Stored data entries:
----
PR #3273, opened 2025-01-14
IIDM ValidationLevel: Add a silent option.

### LINKED ISSUE #3185: Network validation: too many reported errors

All validation checks are performed always, independent of the minimum validation level established in the network.
Even if we have set that we accept the network to be in `EQUIPMENT` validation level, any change will emit logs and report errors related to the verification of steady state attributes.

This can be easily reproduced with the following code:

```java
Network network = Network.create("test", "iidm");
VoltageLevel vl = network.newSubstation().setId("s1").add()
        .newVoltageLevel().setId("vl1").setNominalV(100).setTopologyKind(TopologyKind.NODE_BREAKER).add();
network.setMinimumAcceptableValidationLevel(ValidationLevel.EQUIPMENT);
vl.newLoad().setId("l1").setNode(0).add();
```

The logger contents will show the following errors:

```
ERROR c.p.i.n.ValidationUtil | Load 'l1': p0 is invalid
ERROR c.p.i.n.ValidationUtil | Load 'l1': q0 is invalid
```

We expect to obtain errors based in the current minimum accepted validation level.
----
YOUR INSTRUCTIONS:
After reading the data above, print it all again exactly.

ANSWER BELOW:
PR #3273, opened 2025-01-14
IIDM ValidationLevel: Add a silent option.

### LINKED ISSUE #3185: Network validation: too many reported errors

All validation checks are performed always, independent of the minimum validation level established in the network.
Even if we have set that we accept the network to be in `EQUIPMENT` validation level, any change will emit logs and report errors related to the verification of steady state attributes.

This can be easily reproduced with the following code:

```java
Network network = Network.create("test", "iidm");
VoltageLevel vl = network.newSubstation().setId("s1").add()
        .newVoltageLevel().setId("vl1").setNominalV(100).setTopologyKind(TopologyKind.NODE_BREAKER).add();
network.setMinimumAcceptableValidationLevel(ValidationLevel.EQUIPMENT);
vl.newLoad().setId("l1").setNode(0).add();
```

The logger contents will show the following errors:

```
ERROR c.p.i.n.ValidationUtil | Load 'l1': p0 is invalid
ERROR c.p.i.n.ValidationUtil | Load 'l1': q0 is invalid
```

We expect to obtain errors based in the current minimum accepted validation level.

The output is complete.